15 February 2021

Fragments vs Notum, three ways

The Wnt signaling pathway has been implicated in multiple diseases, from Alzheimer’s to cancer to osteoporosis. To be able to bind receptors, Wnt proteins must be post-translationally modified with a palmitoleate group. The carboxylesterase Notum removes this group, shutting of signaling. Thus, inhibitors of Notum could maintain Wnt activity. In two J. Med. Chem. papers, E. Yvonne Jones (University of Oxford), Paul Fish (University College London), and collaborators describe three series of inhibitors derived from fragments.
 
The palmitoleoyl group is highly lipophilic, and previous work with Notum had revealed a predilection for hydrophobic carboxylic acids. Thus, in the first paper, the researchers assembled a library of 250 diverse carboxylic acids, all rule-of-three compliant. Each was tested (10-point dose-response) in a biochemical screen up to 100 µM. Twenty compounds had IC50 < 25 µM, and all of these were soaked into crystals of Notum, resulting in 14 structures. Two series were pursued.
 
Compound 5 was one of three pyrroles with low micromolar potency. Fragment growing led to compound 20, and further SAR ultimately led to compound 20z, with high nanomolar activity. Unfortunately, this is a fairly lipophilic molecule, with clogP = 5.5. Indeed, despite best efforts, including paying close attention to lipophilic ligand efficiency (LLE), potency tracked closely with clogP for this series.
 
 
The second series, as represented by compound 8, was less potent but also less lipophilic. Walking various substituents around the phenyl increased both properties (compound 25n) and further tweaking led to compound 26. Although this molecule had promising in vitro ADME properties, it was deprioritized in favor of another series described in the second paper
 

In addition to the biochemical screen, the researchers also conducted a crystallographic fragment screen at the Diamond Light Source XChem platform. This yielded a whopping 60 hits of the 768 fragments screened, with compound 7 being notable for its high potency, ligand efficiency, and LLE. Iterative structure-based design led ultimately to low nanomolar compound 23dd.
 
 
Compound 23dd was active in cell-based assays and had acceptable pharmacokinetic properties in mice. The researchers were particularly interested in modulating Wnt signaling in the brain, and in vitro studies suggested that compound 23dd would have good blood-brain permeability. Unfortunately, this turned out not to be the case, for reasons that are still not clear. However, another molecule derived from compound 7 was superior – hopefully the subject of a future paper.

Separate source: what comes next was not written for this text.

PR #12465, opened 2023-12-24
Azure code signing for windows

daschuer:
This uses my new Remote Code Signing Certificate on Azure. 

The PR has no Access to the Secrets, but my private build works:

These are nice structurally-enabled fragment to lead stories, and the medicinal chemistry strategies are particularly well described. Notably, the researchers were able to optimize fragment hits to nanomolar binders while maintaining low molecular weights and (in the second and third cases) reasonable lipophilicity. In addition to clear examples of property-driven medicinal chemistry, these papers illustrate that fragment-based methods can yield a variety of starting points, which can be useful when one lead series runs into trouble.

3 comments:

david rees said...

Dan, PF is such a great summary of the literature. I always learn something new from your comments and perspectives. Yours are very wise words, please keep going! I always to promote PF on my slides when lecturing.

david rees said...

Your three February blogs illustrate: comparison of biochemical vs Xray fragment screening (Notum); the application of X-ray structure analysis and parallel synthesis in tandem (PF-06835919); and fragment-to-lead can be successful even without X-ray structures (NPBWR1). Although, as you say, structures are highly preferable, so roll on CryoEM.

Dan Erlanson said...

Thanks David for the kinds words, and for reading!